• EXERCISE DESCRIPTION: Lines from the one containing "Recent code provokes" through the end of the material below should be given again exactly, with no others.
··· DATA RECORDS
PR #20951, opened 2023-03-21
Quiet hpux compiler warnings from `class.c`

leonerd:
Recent code provokes a few new warnings. This silences them.


demerphq (approved):
Yep, that seems to have silenced the warnings.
······
• EXERCISE ANSWER:
Recent code provokes a few new warnings. This silences them.


demerphq (approved):
Yep, that seems to have silenced the warnings.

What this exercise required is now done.